Ein integraler Teil des Werkes sind natürlich die Fotos. Allein deswegen würde sich ein Kauf schon lohnen. Riesige, gigantische Bilder von Ralph Larmann und Eoin McLoughlin zieren oft ganze Seiten und sogar Doppelseiten. Auf beeindruckende Weise wird etwa die Thematik um das Moskau-Konzert visualisiert - auf Fotos von der Bühne hinter einem Heer bewaffneter Polizisten wird die hässliche Fratze der lupenreinen Demokratie festgehalten. Der geneigte U2 Fan assoziiert hier sofort die einprägsamen Bilder aus Sarajevo 1997. Vor allem dominiert aber die Bühne die Seiten des Buches. Sei es die explodierende Claw im Soldier Field vor der Chicago Skyline, das Raumschiff vom Fernsehturm in Toronto aus geknipst, vor dem Gateway Arch in St.
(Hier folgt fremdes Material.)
PR #1097, opened 2020-11-19
Tune the CI builds of protobuf

thomasvl:
Build the explicit targets need instead of the default target (usually "all")

Add -j CPU count to the builds to build some things in parallel. Make doesn't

Louis oder wenn die riesige Spinne in Horsens zwischen den golfschlägerartigen Lichtmasten in einer dänischen Abenddämmerung ein idyllisches Bild perfektioniert - jedes Foto wirkt anders, aber trotzdem stets spektakulär. Auf beeindruckenden Fotos wird hier vor allem das oftmals so perfekte Zusammenspiel von Elementen der schieren Größe festgehalten: Fußballtempel, Menschenmasse und „Klaue“, dazwischen irgendwo die Band, verschmelzen zu einem einzigen Element, das sich ganz simpel definieren lässt: Gigantismus. Die Band selbst geht dabei allerdings nicht unter. Larmann schafft es vor allem, die einzelnen Bandmitglieder in voller Action, meist in perfekter Harmonie mit Teilen der Bühne einzufangen - oft hat man das Gefühl, als sprängen sie einem gleich in einem Anfall unbändiger Spielfreude aus dem Buch entgegen. Man merkt schnell, dass dieser Mann wohl so jemand wie der Willie Williams der Konzertfotografie sein muss. Manchmal wirken diese Fotos tatsächlich wie „Punk-Rock from Venus“ (so bezeichnete Bono 2003 die Musik des folgenden Albums in Vorab-Interviews), denn der visuelle Overkill der futuristischen Bühne, vorzugsweise aus ungewöhnlichen Perspektiven, widersetzt sich fast der menschlichen Logik. Leute, die die Tour nicht gesehen haben, wären wohl bei manchen Fotos gänzlich überfordert. Und genau dies macht viele Fotos des Buchs so faszinierend.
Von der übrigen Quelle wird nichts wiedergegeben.